Hard to believe that it’s been thirty years since this doozie was first unleashed. Evan Dando has been a long time lover of Gram Parsons, Big Star and others that we’d consider ‘classic’ americana artists. Accordingly, his own mix of West Coast singer-songwriter/East Coast indie/country pain and heartache made him a minor pop star in the early 1990s, but his laid-back vibe and ‘recreational habits’ got the better of his fame.
Nonetheless, ‘Ray’ is probably the best Lemonheads album. It’s the sound of a band overflowing with guitar pop bangers, from the title track, all downbeat and inexplicably sad, to the upbeat ‘Confetti’ and the breakneck (and arguably best track of the lot) ‘Alison’s Starting To Happen’. ‘My Drug Buddy’, is sloooow and wholly a fair representation of the man’s life – meet the girl, go buy the gear, get stoned and play the music. A blend of acoustic strumming and Dando’s fuzzed up Gibson SG are the firearms used across all of the tracks, with hints of Hammond B3 organ and lap steel blended in sparingly.
The Lemonheads, as a band, has always essentially been Dando plus a cast of ‘others’. On this record he’s accompanied on drums by ex ‘love interest’ Juliana Hatfield. She’s probably not the best drummer to ever walk the earth, but her rudimentary style adds to the slightly ramshackle, thrown together charm. Her backing vocals, best highlighted on ‘Rudderless’ are on point nonetheless.

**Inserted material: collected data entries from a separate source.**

PR #503, opened 2017-12-21
Show Peak Area and Natural Abundance fractions in clipboard

shubhra-agrawal:


src/gui/mzroll/mainwindow.cpp
```diff
@@ -2253,7 +2253,7 @@ void MainWindow::readSettings() {
 
     //Pull Isotopes in options
     if (!settings->contains("isotopeC13Correction"))
-        settings->setValue("isotopeC13Correction", 2);
+        settings->setValue("isotopeC13Correction", 0);
```
rish9511: this can still be a problem on the user's system, no ? if they don't uninstall or remove 'Application Settings.conf'  that value won't change for them

shubhra-agrawal: @rish9511 Will this be a problem with all default settings that are not part of mavenParameters?

src/gui/mzroll/isotopeswidget.cpp
```diff
@@ -325,6 +325,19 @@ QString IsotopeWidget::groupIsotopeMatrixExport(PeakGroup* group, bool includeSa
 						}
 						isotopeInfo += groupInfo.join("\t") + "\n";
 				}
+				if (MM.cols() > isotopes.size()) {
+					isotopeInfo += "Natural Abundance\n";
+					for (int i = 0, k = isotopes.size(); i < isotopes.size(); i++, k++) {
+						QStringList groupInfo;
+                        groupInfo << tag + " " + QString(isotopes[i]->tagString.c_str());
+						for( unsigned int j=0; j < vsamples.size(); j++) {
+								//qDebug() << i << " " << j << " " << MM(j,i);
```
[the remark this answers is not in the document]
shubhra-agrawal: @rish9511 Sure. Formatting as well.

src/gui/mzroll/mainwindow.cpp
shubhra-agrawal: @rish9511 Added variable to mavenParameters.

PR #508, opened 2017-12-28
Fix: update initialization of ionizationMode

IpankajI:
ionizationMode was updated with the index value not with the
actual value

### DIFF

Dando continues to release solo and Lemonheads records, intermittently, to this day. The ‘big follow up to ‘Ray’ , ‘Come On Feel The Lemonheads’, had some wonderful tunes (highlight perhaps the beautiful melody and bold statement of ‘Big Gay Heart’), but was overproduced, as a counterpoint to this under-produced gem. He also started hanging out with Rick James (see ‘Rick James Style’ on ‘Come On Feel..’), and that was never good news for anyone’s health.

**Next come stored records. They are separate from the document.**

PR #518, opened 2018-01-04
Fix: copy to clipboard for isotopic children shows compound name

shubhra-agrawal:
Copying isotopic information to clipboard for isotopic children copied the tagString twice instead of adding compound name.

### DIFF
--- a/src/gui/mzroll/isotopeswidget.cpp
+++ b/src/gui/mzroll/isotopeswidget.cpp
@@ -347,9 +347,13 @@ QString IsotopeWidget::groupIsotopeMatrixExport(PeakGroup* group, bool includeSa
 			}
 
 			_mw->setStatusText("Clipboard set to isotope summary");
-		} else {
-                isotopeInfo += tag + " | " + groupTextEport(group) + "\n";
-				_mw->setStatusText("Clipboard to group summary");
+		} 
+		else {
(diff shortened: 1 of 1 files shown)


src/gui/mzroll/isotopeswidget.cpp
```diff
@@ -327,7 +328,7 @@ QString IsotopeWidget::groupIsotopeMatrixExport(PeakGroup* group, bool includeSa
 			MatrixXf MM = _mw->getIsotopicMatrixIsoWidget(group);
 			for (int i=0; i < isotopes.size(); i++ ) {
 				QStringList groupInfo;
-                groupInfo << tag + " " + QString(isotopes[i]->tagString.c_str());
+                groupInfo << tag + " | " + QString(isotopes[i]->tagString.c_str());
```
rish9511: If you find peaks without isotopes and then copy details from peaks table , the compound name is copied with "|". eg. 
" Pyridoxamine | 	21918.21	22437.19	16426.92	24983.37"
I think that happens because  isotopes size is never zero.
If you think it should be fixed now, then do it else _ship it!_

shubhra-agrawal: @rish9511 fixed it

PR #519, opened 2018-01-04
Fix polarity assignment

IpankajI:


src/core/libmaven/mavenparameters.cpp
```diff
@@ -26,7 +26,7 @@ MavenParameters::MavenParameters()
         outputdir = "reports" + string(DIR_SEPARATOR_STR);
 
         writeCSVFlag = false;
-        ionizationMode = -1;
+        ionizationMode = 1;
```
shubhra-agrawal: Any particular reason for changing the default?

src/core/libmaven/mavenparameters.cpp
```diff
@@ -240,8 +240,15 @@ void MavenParameters::setOptionsDialogSettings(const char* key, const char* valu
...
         else if(indexOfIonizationMode==3) ionizationMode=-1;
-        // set auto to zero
-        else ionizationMode=0;
+        else {
+            // auto-detection
+            if(samples.empty()){
+                ionizationMode=+1;
+            }
+            else{
+                ionizationMode=samples[0]->getPolarity();
```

The Lemonheads had a moderate hit single, immediately following the release of ‘Ray’, with a cover of Simon and Garfunkel’s ‘Mrs Robinson’, which was tacked on to later releases of this album. It fits in nicely, and sounds (like most of the other tracks) as if it was recorded in one take, with the band kicking back and having the most fun ever. The original closing track is/was a cover of ‘Frank Mills’ from the musical ‘Hair’ Had the record company left it so, it would have been just fine – Lemonheads cover versions have always been quite beautiful. Dando’s soft, lazy vocals pick out a melody with grace and ease. He was last spotted (in 2021) playing for the staff and customers at a Walgreen’s (on Cape Cod), as a thank you, after he’d lost his wallet nearby and the drug store kept it safe for him.